- EXERCISE OBJECTIVE -
Copy each line of the listing below where the word "translation" turns up.

- DATA SHOWN -
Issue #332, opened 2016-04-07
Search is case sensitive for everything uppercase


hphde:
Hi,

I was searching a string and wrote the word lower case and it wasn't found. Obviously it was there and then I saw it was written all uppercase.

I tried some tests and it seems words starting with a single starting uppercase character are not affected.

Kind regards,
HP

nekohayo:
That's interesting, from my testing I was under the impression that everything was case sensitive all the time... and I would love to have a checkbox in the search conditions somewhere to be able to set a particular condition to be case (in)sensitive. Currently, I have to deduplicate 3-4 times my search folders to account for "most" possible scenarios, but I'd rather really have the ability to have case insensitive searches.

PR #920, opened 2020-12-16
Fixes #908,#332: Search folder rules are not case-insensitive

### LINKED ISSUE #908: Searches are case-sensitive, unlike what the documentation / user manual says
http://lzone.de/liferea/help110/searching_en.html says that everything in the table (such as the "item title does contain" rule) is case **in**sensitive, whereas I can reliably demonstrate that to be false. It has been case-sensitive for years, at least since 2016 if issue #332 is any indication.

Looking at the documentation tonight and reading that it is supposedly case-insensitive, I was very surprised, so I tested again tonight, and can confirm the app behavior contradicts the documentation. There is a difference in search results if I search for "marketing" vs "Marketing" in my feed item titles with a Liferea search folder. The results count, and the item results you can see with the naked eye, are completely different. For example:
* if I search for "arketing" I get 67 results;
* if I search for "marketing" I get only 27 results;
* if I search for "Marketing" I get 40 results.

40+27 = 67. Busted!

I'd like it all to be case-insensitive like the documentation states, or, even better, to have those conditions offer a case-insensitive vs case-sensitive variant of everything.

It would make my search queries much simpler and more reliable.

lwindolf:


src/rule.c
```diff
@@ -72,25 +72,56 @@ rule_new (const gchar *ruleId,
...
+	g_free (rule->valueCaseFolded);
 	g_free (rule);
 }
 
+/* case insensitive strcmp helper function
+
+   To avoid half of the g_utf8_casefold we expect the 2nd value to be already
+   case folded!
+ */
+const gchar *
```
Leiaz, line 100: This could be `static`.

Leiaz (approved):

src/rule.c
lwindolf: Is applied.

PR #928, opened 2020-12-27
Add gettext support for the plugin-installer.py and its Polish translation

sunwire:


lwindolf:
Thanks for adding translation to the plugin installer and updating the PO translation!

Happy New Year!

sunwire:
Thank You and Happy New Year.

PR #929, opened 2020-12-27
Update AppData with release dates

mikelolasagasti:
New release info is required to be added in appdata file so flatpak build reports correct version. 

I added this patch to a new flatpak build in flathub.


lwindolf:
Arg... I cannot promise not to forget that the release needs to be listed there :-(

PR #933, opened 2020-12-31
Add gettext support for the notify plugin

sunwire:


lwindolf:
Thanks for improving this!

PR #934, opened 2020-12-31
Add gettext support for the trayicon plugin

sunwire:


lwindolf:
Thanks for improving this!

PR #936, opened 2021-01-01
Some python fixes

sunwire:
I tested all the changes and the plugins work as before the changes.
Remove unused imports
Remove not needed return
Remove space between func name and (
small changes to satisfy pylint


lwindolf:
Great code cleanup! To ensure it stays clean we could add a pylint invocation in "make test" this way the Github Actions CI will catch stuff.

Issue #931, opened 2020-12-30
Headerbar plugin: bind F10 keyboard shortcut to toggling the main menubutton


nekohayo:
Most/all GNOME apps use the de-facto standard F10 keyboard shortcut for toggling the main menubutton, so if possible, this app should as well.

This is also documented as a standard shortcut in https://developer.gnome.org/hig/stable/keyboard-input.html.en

* * *

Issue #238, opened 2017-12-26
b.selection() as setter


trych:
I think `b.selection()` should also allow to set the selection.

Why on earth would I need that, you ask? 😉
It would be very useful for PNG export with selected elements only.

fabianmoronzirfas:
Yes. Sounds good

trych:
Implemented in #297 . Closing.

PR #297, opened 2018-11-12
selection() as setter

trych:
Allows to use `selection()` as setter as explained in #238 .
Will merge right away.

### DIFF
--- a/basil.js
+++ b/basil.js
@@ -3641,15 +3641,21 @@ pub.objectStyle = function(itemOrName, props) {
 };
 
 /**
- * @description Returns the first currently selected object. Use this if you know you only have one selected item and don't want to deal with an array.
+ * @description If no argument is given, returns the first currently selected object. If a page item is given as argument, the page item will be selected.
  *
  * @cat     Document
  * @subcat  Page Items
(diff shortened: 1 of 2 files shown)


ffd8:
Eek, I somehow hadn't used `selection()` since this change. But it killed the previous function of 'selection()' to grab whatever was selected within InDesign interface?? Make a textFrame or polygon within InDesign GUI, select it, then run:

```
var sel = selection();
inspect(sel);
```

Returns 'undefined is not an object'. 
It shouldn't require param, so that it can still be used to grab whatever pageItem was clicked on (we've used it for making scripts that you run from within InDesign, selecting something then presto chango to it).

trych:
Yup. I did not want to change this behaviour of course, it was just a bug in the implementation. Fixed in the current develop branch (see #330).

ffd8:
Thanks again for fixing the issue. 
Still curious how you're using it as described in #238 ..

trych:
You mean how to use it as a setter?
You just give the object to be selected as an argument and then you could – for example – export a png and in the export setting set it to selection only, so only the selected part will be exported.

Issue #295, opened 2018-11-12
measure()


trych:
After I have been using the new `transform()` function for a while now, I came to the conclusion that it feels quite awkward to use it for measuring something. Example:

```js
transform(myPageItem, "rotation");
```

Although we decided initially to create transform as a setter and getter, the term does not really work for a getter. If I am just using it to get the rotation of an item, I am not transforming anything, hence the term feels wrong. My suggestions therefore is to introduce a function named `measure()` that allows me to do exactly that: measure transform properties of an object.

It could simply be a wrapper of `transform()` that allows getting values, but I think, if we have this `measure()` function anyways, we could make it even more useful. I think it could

- TASK RESPONSE -
Add gettext support for the plugin-installer.py and its Polish translation
Thanks for adding translation to the plugin installer and updating the PO translation!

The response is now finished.